** Opening Data under study block **

PR #160, opened 2025-02-25
Shiny Ver Tool Complete! (I think?)

SamStruthers:
I think the ver tool is complete in terms of the functionality we set out in our wishlist!

Work completed:
- Brush multiple areas: 
You can now make multiple bounding boxes and submit the same decision for all of them
- Additional sites in main plot: You can now select additional sites to be plotted as lines in the main plot
- Threshold lines: User can toggle on/off the seasonal threshold lines
- Hide Omit/Flagged data:These data (user selected or auto flags) can be omitted, which is nice for removing outliers
- Two days on either end: Users can add/remove two days from either end of the plot for additional context
- Reset week button:  Resets week to default data
-Subplots: Pulled some code over from the original tool and it should correctly select the data from the most verified directory.
- Final Tab: Final plot is now interactive and users see the week # to go back. Much nicer when looking at longer timeseriesSimilarly, can remove omitted data from this. Submit Final Changes brings users back to load data tab. 

No huge rush on this @juandlt-csu, I feel like this is reaching a stopping point and now we just need to work on the file saving side of things. If there is something you want me to take a crack at while you're busier, I'm happy to give it a shot but you probably have a vision for this. Just lmk! 

A couple of general TODOs:
- Grab the correct column (mean, mean_verified, etc) for additional site's data in subplot/mainplot. I wasn't sure how this would end up in final datasets so figured we could hold off till then.
- Find a more efficient way of loading data. As the data folder gets bigger (and we run on tech's computers), it would be good to try to reduce how many site/param combos we try to load at each step. I think this will be easier once we figure out the file saving side of things.


SamStruthers:
Hi @juandlt-csu 
This has become a bit larger of a PR but I think I was able to successfully use the code you wrote in `data_synchronization` to successfully move/update files in the backend! I have moved the data to a folder in the psn folder, `shiny_app_ver/2024_cycle/data` and created a symlink from there to the `shiny_ver_tool` folder. 

Updates:
- I moved everything out of the ver_tool_v1 folder and should have fixed all the sourcing issues. 
- The first tab now includes a reference for techs as to where each site/param is located. 
- The sub plot/main plot exclude omitted data (still showing flagged/passed data), which should improve the usability of other sites as they get cleaned up. 
- The selected dataset is updated at the following points:
-- Upon selecting/loading dataset
-- Upon making a brush decision
-- Upon making a weekly decision
-- Upon quitting/returning to selection page
The dataset will no be moved to the verified directory until the user clicks the "Submit Finalized Dataset"

Question for you: 
The code currently keeps three copies of each intermediary dataset and then adds the excess to the archive folder. I'm wondering if this is necessary due to a tech's ability to go back to a week and undo their choices? It is leading to a very full `int_archive` folder...

When you have a chance, test it out! I played with it a bit and it seems to correctly move files/react normally to the actions in the shiny app. Lmk if you run into any bugs! If I have time tomorrow, I'll probably go through and try to clean up the code as there are relics of me testing scattered throughout...

juandlt-csu (approved):
This looks so great! Sorry for the super, super late review. 

Regarding your question I think there are three options that make sense, depending on what we want to use the archive folder for:

If we would at any point want to review that archive data we can just keep it. 

If we don't need to keep the data for any reason aside from provenance, we could just do away with the archive folder and not keep that data at all. The archive folder is not necessary for roll back and I don't think that there are other functions that check that directory for consistency anyway.

If doing away with the archive data completely is scary, then we can just keep the latest 3 files like the int directory.

Thanks for the patience, Sam. Excited to start using this thing!

SamStruthers:
Removed int_archive as Juan and I decided it is not necessary if a user can go through and reset weeks on their own. 
Added log 10 functionality for plot (useful for turbidity)
Fixed week line issues on final plot

PR #163, opened 2025-05-22
Manual pull of the 2024 data

juandlt-csu:
Hey Sam, here is the code that I used to do the manual pull via the fcw.qaqc package. Most of it is the same as before, the biggest difference being the set up for the sites in the network check, so a custom network check was made in the script. 

- The actual data should be uploaded to `data/hydrovu_2024_data/flagged/`. 
- The site list that I used is in the script in the `sites` object. 
- The date times will be in UTC.

Let me know if any thing looks off. Doing this has made me realize that the pwqn and fcw.qaqc repos have diverged a lot and that I should probably reconcile this divergence ASAP.

### DIFF
--- a/scratch/api_pull/pull_2024.R
+++ b/scratch/api_pull/pull_2024.R
@@ -1,0 +1,438 @@
+# loading packages
+package_loader <- function(x) {
+  if (x %in% installed.packages()) {
+    suppressMessages({
+      library(x, character.only = TRUE)
+    })
+  } else {
+    suppressMessages({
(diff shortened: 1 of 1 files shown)


SamStruthers:
Thanks for pulling this
It appears that FDOM was not getting pulled for any sites. I checked the raw parquet files and it isn't there either...
From reading `api_puller.R`, it doesn't appear that any parameters are deselected so I'm a bit lost as to why it is getting dropped

PR #170, opened 2025-07-31
Implement Sensor Calibration Workflow Functions

juandlt-csu:
Hey Katie, sorry for this behemoth PR, hopefully it's easy to follow along.

Sam I am adding you for the exposure, I am not expecting a full review from you :).

AI disclosure: I did use AI to generate this PR description, and then I edited it

----
This PR implements the back-calibration system for water quality sensor data from In-Situ Aqua TROLL sondes. The system corrects sensor readings by applying slope/offset corrections from HTML calibration files and temporal interpolation between calibrations to generate the calibrated time series data.

**Note:** While drift correction functions (very much inspired by the driftR package) are implemented and remain in the workflow, I am using the linear interpolation corrections as the primary calibration method.

### New Core Functions (`src/`)
- `load_calibration_data.R` - Main data loading interface
- `cal_extract_markup_data.R` - HTML parsing and extraction (_heavily_ modified)
    - This function holds the calibration extraction stuff from the previous PR and incorporates the bench top integrations. Important stuff, please pay special attention to this in the review, since if this is not good, then the downstream stuff is not good. 
- `cal_join_sensor_calibration_data.R` - Temporal data joining 
- `cal_prepare_sensor_calibration_data.R` - Calibration window creation
- `cal_back_calibrate.R` - Main orchestrator function

### New Calibration Processing Functions (`src/`)
- `cal_wt.R` - Temporal weight calculation
- `cal_inv_lm.R` - Inverse linear model transformation
- `cal_lin_trans_lm.R` - Linear transformation with temporal weighting
- `cal_lm_pH.R` - pH-specific linear model (pH → mV conversion)
- `cal_lin_trans_inv_lm_pH.R` - pH-specific inverse transformation (mV → pH)
- `cal_check.R` - Validation and final value selection

### New Drift Correction Functions (`src/`)
- `cal_one_point_drift.R` - Single-point drift correction (most sensors)
- `cal_two_point_drift.R` - Two-point drift correction (turbidity)
- `cal_three_point_drift_pH.R` - Three-point drift correction (pH)

### 1. **Check the data flow**
Follow this sequence to understand data processing:
```
load_calibration_data() → cal_join_sensor_calibration_data() → 
cal_prepare_sensor_calibration_data() → cal_back_calibrate()
```

### 2. **Review the orchestrator function to  understand the core calibration sequence**
Review `cal_back_calibrate.R` to understand the three calibration pathways:
- Standard sensors (Simple linear transformation + 1-point drift)
- Turbidity sensors (Simple linear transformation + 2-point drift)
- pH sensors (Multi-segment calibration with mV↔pH conversions + 3-point multi-segment drift)

For standard sensors, review these functions in order:
```
cal_wt() → cal_inv_lm() → cal_lin_trans_lm() → 
cal_one_point_drift() → cal_check()
```

##### **Temporal Interpolation**
- `cal_wt()` creates weights (0→1) across calibration windows
- `cal_lin_trans_lm()` applies weighted interpolation between calibration parameters
- This enables smooth transitions between calibrations over time

Turbidity is very similar, but with a 2-point drift calibration, but since we are not considering the drift corrections right now, that one should be a quick review. 

### 3. **pH-specific workflow**
pH sensors require special attention due to unit conversions:
```
cal_wt() → cal_lm_pH() → cal_lin_trans_inv_lm_pH() → 
cal_three_point_drift_pH() → cal_check()
```
The slope and offset information requires a unit conversion and then a multi-segment linear transition. Weird stuff, and I am not sure that this was done correctly since the Nernst equation that is used by the sensors to get the pH reading requires temperature to get the value. I am not sure that I can just convert these values to their "raw" readings in the same way as the other parameters without temperature information. But assuming that I don't have to do that I was able to do a linear transformation on the data, similar to the linear transitions we do for the other parameters. The pH stuff is the shakiest component in the PR, so special attention there would be appreciated. ~Though, I would not be surprised if those functions just don't work in their current state.~ The pH workflow should run without errors now, but that does not mean that the logic is perfectly sound, so a review on that is still needed. 

### 4. **Review the outputs from the examples in the workflow:**
~I did not explore many more options, though I am sure that there are other options that you can test. I did not test any pH yet. But for these examples check that the outputs and logic of the workflow make sense.~ 

You should be able to review all the outputs from the calibration workflow. There is still some stuff that needs to get fixed (Spc NA offsets → 0, checking if the structure for inputs is _more_ correct, joining on site visits, etc.), but this workflow is in a stable spot now in terms of execution and syntactical errors, but it's logic needs to be reviewed still.

### 5. **Verify function documentation:**
AI disclosure: I used AI to write the documentation for the functions and the comments within the functions. I did read them over to verify their accuracy, but if you spot anything that looks suspicious please flag it. 

**Note on error handling**
- ~I will need to add more robust error handling to handle whatever edge cases may arise as I continue to test. This is why the back calibration step breaks on the older data, haven't handled those edge cases.~ 
- The execution errors should be handled for the data that we have. The error handling is mainly around the calibration function inputs, so there is a lot that is not accounted for still but the script runs now. 

This PR is big so if you would like to talk about it or review any part of it IRL let me know. Thanks, Katie!

### DIFF
--- a/scratch/data_tidying/sensor_calibration/fixing_calibrations.Rmd
+++ b/scratch/data_tidying/sensor_calibration/fixing_calibrations.Rmd
@@ -245,7 +245,7 @@ while maintaining the overall automated workflow for standard cases.
 
 ## The `back_calibrate()` Function
 
-The `back_calibrate()` function serves as the orchestrator for the entire calibration 
+The `cal_back_calibrate()` function serves as the orchestrator for the entire calibration 
 process within each chunk. It automatically determines the appropriate calibration 
 workflow based on the sensor parameter type. Standard sensors (Chlorophyll-a, 
 FDOM, ORP, Pressure, Specific Conductivity, RDO) follow a five-step process 
--- a/scratch/data_tidying/sensor_calibration/fixing_calibrations.Rmd
+++ b/scratch/data_tidying/sensor_calibration/fixing_calibrations.Rmd
@@ -3,10 +3,16 @@ title: "fixing_calibrations"
 output: html_document
 ---
 
-```{r}
-# Initialize Environment
-# source(file.path("scratch","data_tidying","sensor_calibration","R","init_sub_env","init.R"))
+# Introduction
 
+This vignette demonstrates the complete workflow for back-calibrating water 
+quality sensor data using calibration information extracted from HTML calibration 
+files. The process corrects sensor drift and applies temporal interpolation 
+between calibrations to produce accurate time series data.
+
+# Prepare Environment
+
+```{r}
 # Load necessary packages:
 source("src/package_loader.R")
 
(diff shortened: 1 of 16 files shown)


scratch/data_tidying/sensor_calibration/fixing_calibrations.Rmd
```diff
@@ -27,67 +33,329 @@ CRAN_packages <- c(
...
+calibration approaches. The exposed nested maps allow users to easily extract 
+specific years, site-parameters, or individual chunks for manual processing 
+while maintaining the overall automated workflow for standard cases.
+
+## The `back_calibrate()` Function
+
+The `back_calibrate()` function serves as the orchestrator for the entire calibration 
+process within each chunk. It automatically determines the appropriate calibration 
+workflow based on the sensor parameter type. Standard sensors (Chlorophyll-a, 
+FDOM, ORP, Pressure, Specific Conductivity, RDO) follow a five-step process
```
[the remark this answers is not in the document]
juandlt-csu: If we decide to fully incorporate and use the drift correction functions yes, otherwise no.

juandlt-csu:
Hey @SamStruthers - thanks for bringing up the sensor swap calibration issue. After chatting with @kathryn-willi, I realize you both were definitely right about joining on the sensor serial number. I was getting hung up on the idea that sensor swaps "break" our data continuity, and initially thought that made back-calibration impossible. But, actually, I was Just Wrong lol. You're both right that it’s possible to solve this problem via the sensors’ SNs. I was super hung up on trying to force smooth transitions between different sensors (which creates those fake relationships), but actually we don’t have to force those transitions and we will just embrace segmented calibrations where each sensor gets its own calibration story. Took me a while, but I got there too haha.

I haven’t been able to incorporate the idea, and it’s definitely going to be a lift, but here is my understanding of how we deal with the sensor swap issue generally:
* Sensor A gets calibrated(1) → deployed → retrieved and calibrated(2) again. We use only A's calibrations (1 and 2) for A's data.
* Sensor B gets the same treatment with B's calibrations for B's data.
* No more trying to blend calibrations between different physical sensors, and we will just have segments instead. The “gaps” that we should see here are what were causing me concern, but actually that’s just to be expected with sensor swaps.

We're already joining by sensor serial number, so the main work is figuring out the temporal sequence of calibrations to add this additional information. Then, we will need to tweak our back-calibration functions to handle this updated framework. Not a super light lift, but a lot of the underlying structure is actually fine here.

I was definitely not seeing the vision here, but you both had the right intuition from the start. Thanks for bearing with me while I took my time to got there too, haha. That being said, as the workflow is right now we are definitely mixing sensor swap calibrations, so that will need to get fixed.

src/cal_join_sensor_calibration_data.R
```diff
@@ -0,0 +1,61 @@
...
+
+          # Extract data for current site-parameter combination
+          sensor_data <- year_sensor_data[[site_param]]
+          calibration_data <- select(year_calibration_data[[site_param]], -sensor)
+
+          # Join calibration data to sensor data using temporal proximity matching
+          # For each sensor timestamp, find the most recent calibration that
+          # precedes or equals the sensor measurement time
+          by <- join_by(site, closest(DT_round >= file_date))
+          joined_sensor_calibration_data <- left_join(sensor_data, calibration_data, by) %>%
```
kathryn-willi, line 49: so, this allows the cals to be joined regardless of whether there was a listed site visit. 🆒

scratch/data_tidying/sensor_calibration/fixing_calibrations.Rmd
```diff
@@ -27,67 +33,288 @@ CRAN_packages <- c(
...
+The `prepare_sensor_calibration_data()` function segments the joined data into 
+calibration windows bounded by consecutive calibrations. Each window represents 
+a time period where linear interpolation between two calibrations can be applied. 
+This segmentation creates manageable chunks that allow for temporal weighting of 
+calibration parameters.
+
+# Back Calibration
+
+```{r Apply back calibration functions to the data}
+# NOTE: THIS WILL NOT RUN YET!
```
kathryn-willi, line 218:
```suggestion

```

It ran for me without error!

scratch/data_tidying/sensor_calibration/fixing_calibrations.Rmd
```diff
@@ -27,67 +33,288 @@ CRAN_packages <- c(
...
+
+The explicit nested structure in  the `back_calibration()` function call serves 
+a purpose for future functionality. While automated calibration works well for 
+most situations, some sensor data may require manual intervention or custom 
+calibration approaches. The exposed nested maps allow users to easily extract 
+specific years, site-parameters, or individual chunks for manual processing 
+while maintaining the overall automated workflow for standard cases.
 
-write_rds(subset_split, here("data", "calibration_reports", "0_cal_data_munge", "munged_calibration_data.RDS"))
+## The `back_calibrate()` Function
```
kathryn-willi, line 247:
```suggestion
## The `cal_back_calibrate()` Function
```

scratch/data_tidying/sensor_calibration/fixing_calibrations.Rmd
```diff
@@ -27,67 +33,288 @@ CRAN_packages <- c(
...
+
+The `back_calibrate()` function serves as the orchestrator for the entire calibration
```
kathryn-willi, line 249:
```suggestion
The `cal_back_calibrate()` function serves as the orchestrator for the entire calibration 
```

scratch/data_tidying/sensor_calibration/fixing_calibrations.Rmd
```diff
@@ -27,67 +33,288 @@ CRAN_packages <- c(
...
+## Understanding the Nested Map Structure
+
+The back calibration process uses an explicit nested map approach that differs 
+from the simpler function calls used in previous processing steps. This design 
+choice provides three levels of iteration: years, site-parameters within each 
+year, and calibration chunks within each site-parameter. While `join_sensor_calibration_data()` 
+and `prepare_sensor_calibration_data()` handle similar nested year/site-parameter 
+iterations internally, they abstract away this complexity from the user.
+
+The explicit nested structure in  the `back_calibration()` function call serves
```
kathryn-willi, line 240:
```suggestion
The explicit nested structure in  the `cal_back_calibration()` function call serves 
```

src/cal_back_calibrate.R
```diff
@@ -0,0 +1,84 @@
...
+  if (parameter == "Turbidity") {
+    back_calibrated_chunk <- prepped_snsr_cal_df %>%
+      # Calculate temporal weights for calibration interpolation
+      cal_wt(df = ., dt_col = "DT_round") %>%
+      # Convert observed values back to raw instrumental units
+      cal_inv_lm(df = ., obs_col = "mean", lm_coefs_col = "calibration_coefs") %>%
+      # Apply temporally-weighted linear transformation between calibrations
+      cal_lin_trans_lm(df = ., raw_col = "mean_raw", lm_coefs_col = "calibration_coefs", wt_col = "wt") %>%
+      # Apply two-point drift correction for turbidity-specific drift patterns
+      cal_two_point_drift(df = ., lm_trans_col = "mean_lm_trans", drift_corr_col = "drift_input", wt_col = "wt") %>%
```
kathryn-willi, line 55: I now understand why the `mean_lm_trans` values look so different than the `mean` column. It basically is doubling down on the same information... since the slope and offset are created based on the pre-/post- sensor values

src/cal_check.R
```diff
@@ -0,0 +1,39 @@
...
+#' @seealso [cal_two_point_drift()]
+#' @seealso [cal_three_point_drift_pH()]
+
+cal_check <- function(df, obs_col, lm_trans_col) {
+
+  # Create output column name for final calibrated values
+  transformed_col <- paste0(obs_col, "_cal")
+
+  # Check if all linearly transformed values are missing (calibration failure)
+  all_na <- all(is.na(df[[lm_trans_col]]))
```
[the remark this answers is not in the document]
kathryn-willi: I can't find any instances in the datasets where this happens. Could you provide an example of when this occurs?

kathryn-willi (approved):
This is excellent - great work!!! As we have discussed, we will want to implement the back calibration steps but not the drift steps, but I'm happy they were provided here so that I can try to use them as a starting point for sensor drift. 

Based on how this workflow was designed I believe it can be woven into any location in our auto-QA/QC pipeline after we "tidy" the data (namely aggregating the raw values into the 15-minute `mean`) - is that correct? This built-in flexibility is great.

Now that this PR is approved, I suggest adding these functions into the {fcw.qaqc} package, and adding the fixing_calibrations.Rmd as a vignette. I also suggest incorporating the sensor swap stuff to {fcw.qaqc} directly. Once again, great job!

src/cal_back_calibrate.R
```diff
@@ -0,0 +1,84 @@
...
+#' @seealso [cal_wt()]
+#' @seealso [cal_inv_lm()]
+#' @seealso [cal_lin_trans_lm()]
+#' @seealso [cal_one_point_drift()]
+#' @seealso [cal_two_point_drift()]
+#' @seealso [cal_lm_pH()]
+#' @seealso [cal_lin_trans_inv_lm_pH()]
+#' @seealso [cal_three_point_drift_pH()]
+#' @seealso [cal_check()]
+
```
SamStruthers, line 23: explaining the differences in the columns returned between parameters would be helpful here. I was a bit confused trying to figure out which column was which between turbidity vs pH

SamStruthers (approved):
Everything ran on my end! If you could provide a quick explanation of the different columns returned for different parameters, that would be super helpful for folks picking this up downstream

src/cal_extract_markup_data.R
```diff
@@ -1,70 +1,248 @@
...
+      ) %>%
+        # Standardize site names using fix_sites() function
+        fix_sites() %>%
+        # Standardize sensor parameter names to match sensor data conventions
+        dplyr::mutate(
+          sensor = dplyr::case_when(
+            sensor == "chlorophyll_a" ~ "Chl-a Fluorescence",
+            sensor == "conductivity" ~ "Specific Conductivity",
+            sensor == "fdom" ~ "FDOM Fluorescence",
+            sensor == "p_h" ~ "pH",
```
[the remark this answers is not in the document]
juandlt-csu: This is just what happens to pH when `janitor()` functions are applied to it to clean it up.

scratch/data_tidying/sensor_calibration/fixing_calibrations.Rmd
```diff
@@ -27,67 +33,288 @@ CRAN_packages <- c(
...
+  
+  sensor_data <- names(calibration_data) %>% 
+    map(function(year){
+      
+      # Grab the site for the year from the calibration_data[[year]]
+      site_list <- map(names(calibration_data[[year]]), ~word(.x, 1, sep = "-")) %>% 
+        unlist() %>% 
+        unique(.) 
+      
+      site_list <- unique(c("tamasag", "legacy", "lincoln", "timberline", "prospect", "boxelder", "archery", "river bluffs", site_list))
```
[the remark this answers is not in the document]
juandlt-csu: This was my workaround for dealing with the different names that the sites have had over the years. My thinking here was that the most recent data has different names for the the same sites that we had before, and eventually we want to join all of it by site (and parameter) so doing it this way let me pull everything and then fix the names later.

scratch/data_tidying/sensor_calibration/fixing_calibrations.Rmd
```diff
@@ -27,67 +33,288 @@ CRAN_packages <- c(
...
+      new_data <- fcw.qaqc::munge_api_data(api_dir = temp_dir) %>% 
+        fix_sites() %>%
+        split(f = list(.$site, .$parameter), sep = "-") %>%
+        purrr::keep(~ nrow(.) > 0)
+      
+      # Tidy the API data
+      message("Starting Tidy Step")
+      sites <- unique(dplyr::bind_rows(new_data) %>% dplyr::pull(site))
+      
+      params <- c("Chl-a Fluorescence", "Depth", "DO", "ORP", "pH", "Specific Conductivity",
```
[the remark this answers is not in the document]
juandlt-csu: Too true, I will have to add that back in here.

scratch/data_tidying/sensor_calibration/fixing_calibrations.Rmd
```diff
@@ -27,67 +33,288 @@ CRAN_packages <- c(
...
+Each site-parameter entry includes calibration coefficients (slope and offset values) 
+and drift correction measurements (pre- and post-calibration standard readings),
+along with their related identification and datetime information.
+
+# Load Sensor Data
+
+```{r load-snsr-data}
+# Read in 2022, 2023, 2024, and 2025 sensor data
+if (file.exists(here("data", "manual_data_verification", "complete_dataset", "23_25_hv_pull"))) {
+  sensor_data <- read_rds(here("data", "manual_data_verification", "complete_dataset", "23_25_hv_pull")) %>%
```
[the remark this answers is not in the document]
juandlt-csu: Yep, as it is this is raw post-munged pre-autoqaqc hydrovu data since I couldn't find where all the "actual" data was. I will add the site visit flags to help with the calibration joins, though.

src/cal_join_sensor_calibration_data.R
juandlt-csu: Yes, but in the future I think there will be some connection to the latest site visit, and it won't just be joined straight up like this to the data. I think that that should also make the sensor swap issues more manageable.

juandlt-csu:
I am going to implement the changes requested in this PR in the transfer to `{fcw.qaqc}`. For now I am going to close this PR, and once the final changes are implemented to `{fcw.qaqc}` I will close this branch.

** Closing Data under study block **

- Task details
Wherever the string "vignette" appears in the records, copy the whole line.

- Written response
+This vignette demonstrates the complete workflow for back-calibrating water 
Now that this PR is approved, I suggest adding these functions into the {fcw.qaqc} package, and adding the fixing_calibrations.Rmd as a vignette. I also suggest incorporating the sensor swap stuff to {fcw.qaqc} directly. Once again, great job!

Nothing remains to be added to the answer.